Prompt:
Repeat the entries exactly as they appear.

Source data:
PR #361, opened 2025-05-20
Fix: Frameo WebView Fixes

3rob3:
Not working/ To do:
Splitview left photo info still not showing correctly. On transition the photo info change is pretty abrupt/harsh.

### DIFF
--- a/immichFrame.Web/src/lib/components/elements/asset-info.svelte
+++ b/immichFrame.Web/src/lib/components/elements/asset-info.svelte
@@ -68,7 +68,7 @@
 {#if showPhotoDate || showLocation || showImageDesc || showPeopleDesc || showAlbumName}
 	<div
 		id="imageinfo"
-		class="immichframe_image_metadata absolute bottom-0 right-0 z-100 text-primary p-1 text-right
+		class="immichframe_image_metadata fixed bottom-0 right-0 z-100 text-primary p-1 text-right
 		{$configStore.style == 'solid' ? 'bg-secondary rounded-tl-2xl' : ''}
 		{$configStore.style == 'transition' ? 'bg-gradient-to-l from-secondary from-0% pl-10' : ''}
 		{$configStore.style == 'blur' ? 'backdrop-blur-lg rounded-tl-2xl' : ''}	"
--- a/immichFrame.Web/src/lib/components/elements/asset-info.svelte
+++ b/immichFrame.Web/src/lib/components/elements/asset-info.svelte
@@ -68,7 +68,7 @@
 {#if showPhotoDate || showLocation || showImageDesc || showPeopleDesc || showAlbumName}
 	<div
 		id="imageinfo"
-		class="immichframe_image_metadata fixed bottom-0 right-0 z-100 text-primary p-1 text-right
+		class="immichframe_image_metadata absolute bottom-0 right-0 z-100 text-primary p-1 text-right
 		{$configStore.style == 'solid' ? 'bg-secondary rounded-tl-2xl' : ''}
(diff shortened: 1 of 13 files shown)


immichFrame.Web/src/lib/components/elements/asset-info.svelte
```diff
@@ -68,7 +68,7 @@
 {#if showPhotoDate || showLocation || showImageDesc || showPeopleDesc || showAlbumName}
 	<div
 		id="imageinfo"
-		class="immichframe_image_metadata absolute bottom-0 right-0 z-100 text-primary p-1 text-right
+		class="immichframe_image_metadata fixed bottom-0 right-0 z-100 text-primary p-1 text-right
```
JW-CH, line 71: This needs to be `absolute`! This will hide the first images assetinfo when in split mode!

immichFrame.Web/src/lib/components/elements/image-component.svelte
```diff
@@ -70,7 +70,7 @@
 	<ErrorElement />
 {:else if loaded}
 	{#key images}
-		<div class="grid absolute h-dvh w-screen" transition:blur={{ duration: transitionDuration }}>
+		<div class="grid fixed h-dvh w-screen" transition:blur={{ duration: transitionDuration }}>
```
JW-CH, line 73: this should not be needed and can be removed.

JW-CH (changes requested):

immichFrame.Web/src/lib/components/elements/asset-info.svelte
3rob3: You get no photo info at all with absolute. As mentioned above, fixed is not correct either because first images have no date when in splitview.

JW-CH: `absolute` is the correct class to use here. No way to get around that as of now. What is not working on the frameo then? What version of web view are you using? I want to test that on an emulator or something.

3rob3: Download Chrome 106 and you can see the issues. In this branch weather/clock is fine, but photo info/people usually won't show or is incomplete. Also overlay controls are in the wrong places (I have seen this before on other devices). 

On demo server or main clock/weather won't show, so I think at least that is fixed with this branch.

3rob3: What is really strange is if you open developer tools in chrome to inspect, photo info suddenly shows. Seems like this all points to an issue with the outer control, and these elements are being placed off screen

immichFrame.Web/src/lib/components/elements/image-component.svelte
JW-CH: by 'this should not be needed', I meant the absolute/fixed can be removed. Please verify

immichFrame.Web/src/lib/components/elements/image-component.svelte
```diff
@@ -70,7 +70,7 @@
 	<ErrorElement />
 {:else if loaded}
 	{#key images}
-		<div class="grid fixed h-dvh w-screen" transition:blur={{ duration: transitionDuration }}>
+		<div class="grid absolute h-dvh w-screen" transition:blur={{ duration: transitionDuration }}>
```
JW-CH: Why did you add this again?

3rob3: I didn't. It is not one of the "files changed" anymore

JW-CH:
I made some more changes that fix the issues with older Chrome version. Hope you are happy with them 🚀

JW-CH (approved):

3rob3:
working great for me!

Result for this task:
PR #361, opened 2025-05-20
Fix: Frameo WebView Fixes

3rob3:
Not working/ To do:
Splitview left photo info still not showing correctly. On transition the photo info change is pretty abrupt/harsh.

### DIFF
--- a/immichFrame.Web/src/lib/components/elements/asset-info.svelte
+++ b/immichFrame.Web/src/lib/components/elements/asset-info.svelte
@@ -68,7 +68,7 @@
 {#if showPhotoDate || showLocation || showImageDesc || showPeopleDesc || showAlbumName}
 	<div
 		id="imageinfo"
-		class="immichframe_image_metadata absolute bottom-0 right-0 z-100 text-primary p-1 text-right
+		class="immichframe_image_metadata fixed bottom-0 right-0 z-100 text-primary p-1 text-right
 		{$configStore.style == 'solid' ? 'bg-secondary rounded-tl-2xl' : ''}
 		{$configStore.style == 'transition' ? 'bg-gradient-to-l from-secondary from-0% pl-10' : ''}
 		{$configStore.style == 'blur' ? 'backdrop-blur-lg rounded-tl-2xl' : ''}	"
--- a/immichFrame.Web/src/lib/components/elements/asset-info.svelte
+++ b/immichFrame.Web/src/lib/components/elements/asset-info.svelte
@@ -68,7 +68,7 @@
 {#if showPhotoDate || showLocation || showImageDesc || showPeopleDesc || showAlbumName}
 	<div
 		id="imageinfo"
-		class="immichframe_image_metadata fixed bottom-0 right-0 z-100 text-primary p-1 text-right
+		class="immichframe_image_metadata absolute bottom-0 right-0 z-100 text-primary p-1 text-right
 		{$configStore.style == 'solid' ? 'bg-secondary rounded-tl-2xl' : ''}
(diff shortened: 1 of 13 files shown)


immichFrame.Web/src/lib/components/elements/asset-info.svelte
```diff
@@ -68,7 +68,7 @@
 {#if showPhotoDate || showLocation || showImageDesc || showPeopleDesc || showAlbumName}
 	<div
 		id="imageinfo"
-		class="immichframe_image_metadata absolute bottom-0 right-0 z-100 text-primary p-1 text-right
+		class="immichframe_image_metadata fixed bottom-0 right-0 z-100 text-primary p-1 text-right
```
JW-CH, line 71: This needs to be `absolute`! This will hide the first images assetinfo when in split mode!

immichFrame.Web/src/lib/components/elements/image-component.svelte
```diff
@@ -70,7 +70,7 @@
 	<ErrorElement />
 {:else if loaded}
 	{#key images}
-		<div class="grid absolute h-dvh w-screen" transition:blur={{ duration: transitionDuration }}>
+		<div class="grid fixed h-dvh w-screen" transition:blur={{ duration: transitionDuration }}>
```
JW-CH, line 73: this should not be needed and can be removed.

JW-CH (changes requested):

immichFrame.Web/src/lib/components/elements/asset-info.svelte
3rob3: You get no photo info at all with absolute. As mentioned above, fixed is not correct either because first images have no date when in splitview.

JW-CH: `absolute` is the correct class to use here. No way to get around that as of now. What is not working on the frameo then? What version of web view are you using? I want to test that on an emulator or something.

3rob3: Download Chrome 106 and you can see the issues. In this branch weather/clock is fine, but photo info/people usually won't show or is incomplete. Also overlay controls are in the wrong places (I have seen this before on other devices). 

On demo server or main clock/weather won't show, so I think at least that is fixed with this branch.

3rob3: What is really strange is if you open developer tools in chrome to inspect, photo info suddenly shows. Seems like this all points to an issue with the outer control, and these elements are being placed off screen

immichFrame.Web/src/lib/components/elements/image-component.svelte
JW-CH: by 'this should not be needed', I meant the absolute/fixed can be removed. Please verify

immichFrame.Web/src/lib/components/elements/image-component.svelte
```diff
@@ -70,7 +70,7 @@
 	<ErrorElement />
 {:else if loaded}
 	{#key images}
-		<div class="grid fixed h-dvh w-screen" transition:blur={{ duration: transitionDuration }}>
+		<div class="grid absolute h-dvh w-screen" transition:blur={{ duration: transitionDuration }}>
```
JW-CH: Why did you add this again?

3rob3: I didn't. It is not one of the "files changed" anymore

JW-CH:
I made some more changes that fix the issues with older Chrome version. Hope you are happy with them 🚀

JW-CH (approved):

3rob3:
working great for me!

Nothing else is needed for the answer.